2023-08-18:15:07:05,451 INFO     [learner.py:526] ====Start train round 1
2023-08-18:15:07:05,542 INFO     [learner.py:164] Start to run client 3 on rank 2...
2023-08-18:15:07:06,81 INFO     [learner.py:403] ====Error: cuDNN error: CUDNN_STATUS_EXECUTION_FAILED, <class 'RuntimeError'>, learner.py, 312
2023-08-18:15:07:06,124 INFO     [learner.py:437] ====Failed to run client 3
2023-08-18:15:07:06,124 INFO     [learner.py:439] Completed to run client 3
2023-08-18:15:07:06,125 INFO     [learner.py:606] ====Pushing takes 0.0006704330444335938 s

It's not clear to me if Error: cuDNN error: CUDNN_STATUS_EXECUTION_FAILED, <class 'RuntimeError'>, learner.py, 312 is the cause of the empty list for clientIds.

Chenning Li · Answer 1 · Sat Aug 19 2023 04:52:56 GMT+0800 (China Standard Time)

I believe you are right.

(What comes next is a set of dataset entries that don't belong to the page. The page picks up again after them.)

PR #411, opened 2022-12-12
x/globalfee

Reecepbcups:
Pulled forward from Gaiav8 - SDK v45 for Juno v12
Merges wasmd 30 branch into here

Commonwealth: https://commonwealth.im/juno/discussion/8386-implement-xglobalfee

Feature:
```
- Sets a minimum fee for the entire network
- A Node can set a higher fee than the minimum, but not lower
- Validators can not accept anything which is not in the globalfee params
```

After upgrade, community can decide on good fees / denoms to accept (usdc, juno, osmo)

`junod tx gov submit-proposal param-change ~/Desktop/Work/paramChange.json --from $KEY --keyring-backend os --chain-id juno-1 --yes --broadcast-mode block`
```json
{
    "title": "MinimumGasPricesParam Change",
    "description": "add juno minimum fee",
    "changes": [
      {
        "subspace": "globalfee",
        "key": "MinimumGasPricesParam",
        "value": [{"denom":"ujuno","amount":"0.002500000000000000"}]
      }
    ],
    "deposit": "1000000ujuno"
}
```

### DIFF
--- a/app/app.go
+++ b/app/app.go
@@ -31,9 +31,12 @@ import (
 	govclient "github.com/cosmos/cosmos-sdk/x/gov/client"
 	paramsclient "github.com/cosmos/cosmos-sdk/x/params/client"
 	paramstypes "github.com/cosmos/cosmos-sdk/x/params/types"
+	stakingtypes "github.com/cosmos/cosmos-sdk/x/staking/types"
 	upgradeclient "github.com/cosmos/cosmos-sdk/x/upgrade/client"
 	upgradetypes "github.com/cosmos/cosmos-sdk/x/upgrade/types"
 	ibcclientclient "github.com/cosmos/ibc-go/v3/modules/core/02-client/client"
+	ibcclienttypes "github.com/cosmos/ibc-go/v3/modules/core/02-client/types"
+	ibcchanneltypes "github.com/cosmos/ibc-go/v3/modules/core/04-channel/types"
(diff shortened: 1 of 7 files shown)


Reecepbcups:
@faddat built off main, and used the same as before. Works just fine... If you could update the commonwealth to this PR now. I closed the other. Ready for review

the-frey (approved):
LGTM 👍 

Weird about that other thing.

faddat (approved):

faddat:
@Reecepbcups - stuff's odd sometimes (re: rebuilding off of main) I'll put this on CW.

app/app.go
```diff
@@ -352,6 +366,14 @@ func New(
 	return app
 }
 
+func GetDefaultBypassFeeMessages() []string {
+	return []string{
+		sdk.MsgTypeURL(&ibcchanneltypes.MsgRecvPacket{}),
```
giansalex, line 371: this will work considering the gas limitation?
https://github.com/cosmos/gaia/blob/v8.0.0-rc/x/globalfee/ante/fee.go#L67

Tx gas: (>400k)
https://www.mintscan.io/juno/txs/1DD7ADE4C7993554BB13BA83BBCE816287B786BDE784AC42B73F6EC2CF2C5181

Reecepbcups: Probably not, good shout. I'll push a PR upstream to change via ante directly so we don't have to PR. Thanks! Missed this

PR #427, opened 2022-12-17
use mev tendermint by default

faddat:
This PR makes mev-tendermint Juno's default tendermint implementation.

It is being discussed in this gov prop:

* https://commonwealth.im/juno/discussion/8099-promote-healthy-mev-within-the-juno-community-and-set-ecosystem-limits-on-harmful-mev

Once mev-tendermint is Juno's default tendermint consensus implementation, it becomes possible for Juno to work to put features in (or remove features from) the core consensus layer.

A while ago, I experimented with what that might look like:
* #404


faddat:
Due to the reality that the normal maintainer ship of tendermint can no longer maintain that repository because copyright holders have asserted their dominance over that repository, I support merging this PR ASAP.

go.mod
```diff
@@ -165,3 +165,5 @@ replace (
 	// use grpc version that's compatible with cosmos-flavored protocol buffers
 	google.golang.org/grpc => google.golang.org/grpc v1.33.2
 )
+
+replace github.com/tendermint/tendermint => github.com/skip-mev/mev-tendermint v0.34.24-0.20221216212242-89790ca280e5
```
vuong177, line 169:
```suggestion
replace github.com/tendermint/tendermint => github.com/skip-mev/mev-tendermint v0.34.24-mev.13
```
Should we use a tag instead of a commit hash ?

faddat:
I think it makes sense to just close this for now and wait and see if we have any sensible outcome from upstream. Honestly I don't think any outcome here is going to be all that sensible but let's see.

PR #430, opened 2022-12-18
fix logic updateFeeShare

### LINKED ISSUE #429: Logic UpdateFeeShare not correct
Logic UpdateFeeShare not correct

Currently, the UpdateFeeShare not working (bug in logic) https://github.com/CosmosContracts/juno/blob/7c6c26692bc03711382dbac271e9163ceb8ba6a0/x/feeshare/keeper/msg_server.go#L145-L173
What we need here is replace `feeshare.WithdrawerAddress` with `msg.WithdrawerAddress`. But currently, the code get the `withdrawAddr` from `feeshare.WithdrawerAddress` https://github.com/CosmosContracts/juno/blob/7c6c26692bc03711382dbac271e9163ceb8ba6a0/x/feeshare/keeper/msg_server.go#L156
and just re-add the `feeshare.WithdrawerAddress` with the `withdrawAddr` => No changed
https://github.com/CosmosContracts/juno/blob/7c6c26692bc03711382dbac271e9163ceb8ba6a0/x/feeshare/keeper/msg_server.go#L172

GNaD13:
Close #429

### DIFF
--- a/x/feeshare/keeper/msg_server.go
+++ b/x/feeshare/keeper/msg_server.go
@@ -160,16 +160,16 @@ func (k Keeper) UpdateFeeShare(
 			"invalid withdrawer address (%s)", err,
 		)
 	}
+	newWithdrawAddr, err := sdk.AccAddressFromBech32(msg.WithdrawerAddress)
+	if err != nil {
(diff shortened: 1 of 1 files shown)


faddat (approved):
very good find!

Reecepbcups (approved):
Ty, great find

PR #741, opened 2023-07-03
migrate: Core-1 vesting accounts to the Charter

Reecepbcups:
## Summary
Migrates all Core-1 to new vesting contracts. If the wallet is wolf, send funds to the Core-1 subdao (No more vesting for him)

I guess the cuDNN error makes the client process fail, which cannot return the model updates to the parameter server. As a result, the parameter server has an empty list when aggregating the model updates.

Please fix the cuDNN error first.

Li Yaning · Answer 2 · Sat Aug 19 2023 06:11:54 GMT+0800 (China Standard Time)

Thanks, I've fixed the CUDNN error and it works fine now.

Interestingly, I had previously replicated your project on another server and the same CUDNN error was reported, but it still ran successfully, so I initially thought that this failure to run wouldn't be caused by CUDNN.